Neha Bhayana & Ketaki Desai TNN Jul 26, 2025, 20:17 IST
With bullying — both online and offline — and academic pressure mounting, young people in the country are more vulnerable than ever
Class 12 student Meera Sahni* was casually scrolling through reels after attending online classes during the lockdown when a female classmate added her to an Instagram group chat. What followed was two hours of relentless bullying: the girl shared photos of Sahni with her body parts highlighted, mocking her for being too skinny and flat-chested. Others in the group also commented about how their cigarettes cost more than Sahni’s clothes. Sahni tried her best to ignore the comments that kept popping up, but then the classmate posted a picture of Sahni on her Insta page and her 22k followers joined in the ridicule. Pushed to the brink, Sahni attempted to take her own life. Fortunately, her parents found her in time and rushed her to the hospital.

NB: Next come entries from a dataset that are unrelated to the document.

PR #1147, opened 2018-12-10
JAVA-2055: Fix intermittent test failures

tolbertam:
For [JAVA-2055](https://datastax-oss.atlassian.net/browse/JAVA-2055).

Change is pretty straightforward.  I suspect this was failing because the LBP hadn't been notified by the time cleanup happened (test only waits for host state to be UP, which will happen before LBP is engaged).   Since the test doesn't create schema, it doesn't really need a dedicated `SessionRule`.  Instead, use `SessionUtils.newSession` to create a standalone session for this specific test.

### DIFF
--- a/test-infra/src/main/java/com/datastax/oss/driver/api/testinfra/simulacron/QueryCounter.java
+++ b/test-infra/src/main/java/com/datastax/oss/driver/api/testinfra/simulacron/QueryCounter.java
@@ -1,0 +1,154 @@
+/*
+ * Copyright DataStax, Inc.
+ *
+ * Licensed under the Apache License, Version 2.0 (the "License");
+ * you may not use this file except in compliance with the License.
+ * You may obtain a copy of the License at
+ *
+ * http://www.apache.org/licenses/LICENSE-2.0
+ *
+ * Unless required by applicable law or agreed to in writing, software
+ * distributed under the License is distributed on an "AS IS" BASIS,
+ * WITHOUT WARRANTIES OR CONDITIONS OF ANY KIND, either express or implied.
+ * See the License for the specific language governing permissions and
+ * limitations under the License.
+ */
+package com.datastax.oss.driver.api.testinfra.simulacron;
+
+import static org.assertj.core.api.Assertions.assertThat;
+
+import com.datastax.oss.driver.api.testinfra.utils.ConditionChecker;
+import com.datastax.oss.simulacron.common.cluster.QueryLog;
+import com.datastax.oss.simulacron.server.BoundNode;
+import com.datastax.oss.simulacron.server.BoundTopic;
+import com.datastax.oss.simulacron.server.listener.QueryListener;
+import java.util.HashMap;
+import java.util.Map;
+import java.util.concurrent.ConcurrentHashMap;
+import java.util.concurrent.TimeUnit;
+import java.util.concurrent.atomic.AtomicInteger;
+import java.util.function.Predicate;
+
+/**
+ * A convenience utility that keeps track of the number of queries matching a filter received by
+ * {@link BoundNode}s.
+ *
+ * <p>One tricky thing about validating query counts in context of testing is in cases where you
+ * don't require waiting for a node to respond. In this case it's possible that a user would check
+ * count criteria before the node has even processed the message. This class offers the capability
+ * to wait a specified amount of time when asserting query arrival counts on nodes.
+ */
+public class QueryCounter {
+
+  private final long beforeTimeout;
+  private final TimeUnit beforeUnit;
+  private final AtomicInteger totalCount = new AtomicInteger(0);
+  private final ConcurrentHashMap<Integer, Integer> countMap = new ConcurrentHashMap<>();
+
+  private QueryCounter(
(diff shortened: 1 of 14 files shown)


tolbertam:
There are some other intermittent test failures..i'll see if there's any obvious ones I can fix here as well.

tolbertam:
Using this ticket as an excuse to fix a number of integration tests, labeling wip while i fix things up.

test-infra/src/main/java/com/datastax/oss/driver/api/testinfra/simulacron/QueryCounter.java
```diff
@@ -0,0 +1,154 @@
...
+    public QueryCounterBuilder withFilter(Predicate<QueryLog> queryLogFilter) {
+      this.queryLogFilter = queryLogFilter;
+      return this;
+    }
+
+    /**
+     * Whether or not simulacron should notify before (false) or after (true) the message is
+     * processed.
+     */
+    public QueryCounterBuilder withAfter(boolean after) {
```
olim7t: `withAfter()` and `before()` do completely different things, this is confusing. Maybe we could rename this one `withNotification(NotificationMode)`, using a new enum `NotificationMode { BEFORE_PROCESSING, AFTER_PROCESSING }`.

test-infra/src/main/java/com/datastax/oss/driver/api/testinfra/simulacron/QueryCounter.java
```diff
@@ -0,0 +1,154 @@
...
+import java.util.concurrent.TimeUnit;
+import java.util.concurrent.atomic.AtomicInteger;
+import java.util.function.Predicate;
+
+/**
+ * A convenience utility that keeps track of the number of queries matching a filter received by
+ * {@link BoundNode}s.
+ *
+ * <p>One tricky thing about validating query counts in context of testing is in cases where you
+ * don't require waiting for a node to respond. In this case it's possible that a user would check
```
olim7t, line 37: This mostly happens in specex tests, right?

test-infra/src/main/java/com/datastax/oss/driver/api/testinfra/simulacron/SimulacronRule.java
```diff
@@ -24,14 +24,22 @@
...
 import com.datastax.oss.simulacron.server.Server;
 import java.net.InetSocketAddress;
+import java.net.SocketAddress;
 import java.util.Set;
 import java.util.concurrent.atomic.AtomicBoolean;
 import java.util.stream.Collectors;
 
 public class SimulacronRule extends CassandraResourceRule {
   // TODO perhaps share server some other way
+  // TODO: Temporarily do not release addresses to ensure IPs are always ordered
```
olim7t, line 34: Do you suspect that some of our tests expect this?

olim7t (approved):
Thanks for jumping on this, and addressing other issues. Everything looks good to me so far, I'll take another look if you add more commits.

test-infra/src/main/java/com/datastax/oss/driver/api/testinfra/simulacron/SimulacronRule.java
tolbertam: I suspect it could be a problem in tests that use `SortingLoadBalancingPolicy` and then using `simulacronCluster.node(X)` with the expectation that nodes are ordered within a simulacron cluster by IP address, which may not be the case if simulacron uses reuses IP addresses.  Something i need to look into more since I thought this was a cause of some specex test errors, but apparently isn't.

tolbertam: It looks like the source of the problem was that `buildSessionWithProfile` did not use `SortingLoadBalancingPolicy`, so order was never enforced, and somehow this didn't happen to be a problem most of the time.  I found it odd that only profile-based tests were failing, this explains it! (342b695)

tolbertam:
Have worked out a lot of little test issues here. I set up a schedule to rerun CI every 20 minutes, will see how this goes in the morning..see if there are any other tests to fix up, and will keep at it until things run reliably.

tolbertam:
Merging this today as there are a bunch of test fixes which make our builds pass much more reliably.

There are still two test issues that pop up now and then:

* `com.datastax.oss.driver.internal.core.pool.ChannelPoolResizeTest` unit tests rarely fail, looks timing oriented, but looking at the test it looks like that is accounted for...needs more research. [JAVA-2059](https://datastax-oss.atlassian.net/browse/JAVA-2059)

* `com.datastax.oss.driver.api.core.metadata.NodeStateIT.should_mark_control_node_down_when_control_connection_is_last_connection_and_dies` waiting for an up event.  Needs more investigation, but is very infrequent. [JAVA-2060](https://datastax-oss.atlassian.net/browse/JAVA-2059)

And of course there are even rarer occasions where for whatever reason CCM has troubles launching a cluster.  I'd like to see if we can rerun tests in these cases as it's not he drivers' fault.

I'll continue to investigate these when time permits.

Not everyone has been so lucky. Since schools and colleges reopened after the summer break, a disturbing number of student suicides have been reported. On July 18, Jyoti Jhangra, a second year dentistry student at Sharda University in Noida, took her life due to alleged harassment by professors. A week earlier, Arun, a student of Reva University in Bengaluru, ended his life because he was being humiliated on the class WhatsApp group for a year. Three of his classmates were arrested for abetment.